*Records provided*
"""
PR #894, opened 2024-04-05
Fix flickering states in building updates box

kiwansim:
initially tried displaying a loading state in the parent component using `loginRegisterInProgress` as the child dynamically updates the progress. this seemed to work until I realized that the flickering behavior is coming from the lag of iterating through the `subscriptions` object, which defaults the first render to `showAddBuilding()`

this fix forces the first render to show a success state if the `<BuildingSubscribe>` was rendered on a login via the building page. Hopefully once we get rid of the modal flow and just direct all login/register to standalone pages, we can undo this hacky fix. 

[sc-13983]


austensen (approved):
Looks great! this is such a smart fix to a weird problem, thanks for figuring this out!

austensen (approved):

PR #902, opened 2024-04-09
update address page url for detailAddr

austensen:
replace the address page URL with the selected `detailAdddr`

Previously on WOW the address page url would always reflect the search address, and when you click on other properties in the portfolio from the map the detail page updates to that address but the URL remains the same. This caused confusion, since you could think you're copying the link for building you're currently viewing but its still the search address. Also it makes linking and using browser history navigation difficult or confusing. This will make other future changes easier, like getting back to your building after going through login/signup flow, or linking back to details from portfolio tba without needing to open a new tab or reloading the page.

[sc-14358]


kiwansim (approved):
🫡

PR #904, opened 2024-04-10
Simplified login/signup flow, removes modal on building page

austensen:
This PR removes the entire on-building-page login/signup flow and modal. Now there is a single standalone login/signup page and when you're on a building page and click the "add building" button if you aren't logged in it just sends you to that page. We now make use of react-router's location state to set the building page's AddressRecord as state so we can have access to that from within the standalone login/signup flow. This allows us to still subscribe onSuccess of the login/register call, include the address subHeaders, provide a link back to the address page from the ending VerifyEmail step of those flows, or to automatically redirect users back to the building page on successful login for already verified users. We also make use of the same location state approach to set `justSubscribed` when landing back on the address page so that we can ensure it shows subscribed state immediately and we can know to show the page-level alert notifying the user that they are logged in and subscribed. Because the location state persists after reloads, we transfer the data to regular component state within a useEffect then clear the location state on both login and building page. 
[sc-14359]
[sc-14376]

Also adds a loading state to all submit buttons in login/signup flow [sc-13914]
Also ensures that emails are not broken by wrapping in login/signup flow [sc-14348]

This also fixes the bug where after login/sign to subscribe to a building, the user context was out of sync and still showed the user as not logged in on the nav etc. It seems that this was due `userContext.subscribe()` overwriting the user values (email, verified) with the default undefined state because of the same kind of bug we had previous where an empty `JustfixUser` object is truthy, so you need to use `!!user?.email` in conditions instead (see [shortcut story](https://app.shortcut.com/justfixnyc/story/13983/remove-flash-of-the-get-updates-button-before-getting-the-success-message-saying-you-re-signed-up-for-a-building#activity-14381) for details).
[sc-14242]
[sc-13983]

https://www.loom.com/share/83b0ef2c023d42af9aaea7ab3bb288ce?sid=f38f9d6c-1519-4045-a935-79716abc0797

**update:** content changes:

login/signup via nav:
image

building page when not logged in
image


austensen:
[sc-14376]

kiwansim (approved):
looks awesome. 

one thing: do you think the "back to address" button here should be an internal link style with an arrow? 
Screenshot 2024-04-11 at 1 02 36 PM
2.

kiwansim:
Oh, and the current behavior of the "Get updates..." text doesn't match the conversation on this slack [thread](https://justfixnyc.slack.com/archives/CCWHGAR9C/p1712784661142619?thread_ts=1712780851.135899&cid=CCWHGAR9C). just want to double check

austensen:
> looks awesome.
> 
> one thing: do you think the "back to address" button here should be an internal link style with an arrow? Screenshot 2024-04-11 at 1 02 36 PM 2.

yeah good question - I initially did that but it looked a little funny having it say "back" and the arrow point right, and then I saw in the mocks it was just a plain link so did that. Happy to change it back though. Here's what it looks like.
image

Alternatively, what do you think of using this back icon that Leslie had in other mocks for within the signup flow. On font awesome we have this [left arrow in circle](https://fontawesome.com/v4/icon/arrow-circle-o-left)
image

PR #910, opened 2024-05-06
Use inspection date for hpd violations timeline and email alerts

austensen:
Previously we used Notice of Violation (NOV) Issue Date as the date for WOW timeline (filled in with inspection date when not available) and so used the same for email alerts. At the time this we set HPD Online used that as their primary date as well. Now with the new HPD Online they primarily use Inspection Date (they call "Date Recorded") and so this can cause some confusion in the email alerts since the NOV Issue date comes many days later, and it won't be obvious when comparing to HPD Online. Also since Inspection Date is the first date of all the columns, this is best to update users of new activity as quickly as possible. And since we want the timeline to match email alerts, we'll make the change in both places. When the inspection date isn't available (should almost never be possible) we'll fallback to NOV issue date.


kiwansim (approved):
📅

PR #913, opened 2024-05-08
Subscriptions plural

austensen:
For some unknown reason ligui's `<Plural/>` just will not work on this page - everything appears to tbe identical to the working version on the account settings page, but it just always appears with the whole `{plural 0, building, buildings}` style messages.po text on the site itself. 

For now we've just replaced `Plural` with a simple ternary giving separate Trans elements, and maybe we can revisit later on.

Working on PR preview:

image
image


austensen:
This change didn't help...

kiwansim (approved):

PR #914, opened 2024-05-08
update type styles to work with jfcl better

austensen:
Make some small adjustments to type styles so that the new component library elements work within the unique wow style.

* reduces JFCL button and link text size
* Increases body text elsewhere

[sc-14387]


kiwansim (approved):
the type size increase looks so nice on mobile -- really helps with readability

PR #917, opened 2024-05-13
add logout buton to account settings, update styles

austensen:
Adds a Logout button to the account settings page, and makes a few minor spacing/style changes:
- Adding a page rule under the "Account" label (to help provide some structure).
- Adding "You are logged in" message with a "Log out" button.
- Removing the "Log In" label that currently lives above the user email address.
- Adding a page rule above the "Building Updates" label (to more clearly separate the contact details section from the buildings section).

image
image

image


kiwansim (approved):
this looks good to me! relatedly I just asked Joel re: what the page title should be if we are renaming "Account" to "Email settings" on the nav bar, but that doesn't have to be a part of this PR

austensen:
> this looks good to me! relatedly I just asked Joel re: what the page title should be if we are renaming "Account" to "Email settings" on the nav bar, but that doesn't have to be a part of this PR

Oh good thinking. yeah maybe we can just do that when making the change on the nav bar

PR #918, opened 2024-05-13
use router redirect for account settings page 

austensen:
In #912 I added a redirect from Account Settings to Login when you're not already logged in. But I'm now seeing that there's a bug with how I was checking logged in state with the usercontext which made it appear not logged in when it was just still fetching the user. This made it work ok if you are logged in and navigte to the account page, but once there if you reload the page while it's fetching the user it thinks you're logged out and so immediately redirects. I've now reverted that commit of that previous PR, so this is a redo.

Additionally, when I first attempted this redirect I added it within the account setting page itself, but I think the better way to do this is using React Router's Redirect within the specification of the Route. So this PR switches to use that approach

I think I've solved this issue by using `!userContext.user` to indicate that it's still fetching the user because in this state the user object is just completely undefined. Then once it's been fetched there is a user object so `userContext.user` is truthy, even if you're logged out and all the values within the object are undefined (like email, verified, etc.). So then to test if you're logged in we use `!!userContext.user.email`. So now we can show a loading page while fetching before deciding to either show the account page (if logged in) or redirect to the login page. 

[sc-14498]

### DIFF
--- a/client/src/components/UserSettingField.tsx
+++ b/client/src/components/UserSettingField.tsx
@@ -138,7 +138,6 @@ const EmailSettingFieldWithoutI18n = (props: EmailSettingFieldProps) => {
   } = useInput(oldEmail);
 
   const eventUserParams = { user_id: user.id, user_type: user.type };
-  console.log({ user, eventUserParams });
 
   const handleSubmit = async () => {
     setExistingUserError(false);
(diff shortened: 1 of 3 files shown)


kiwansim (approved):
this is honestly so illuminating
"""
*Exercise details*
Once you have counted the lines above containing the word "what", state that number and nothing more.

*Result for this exercise*
4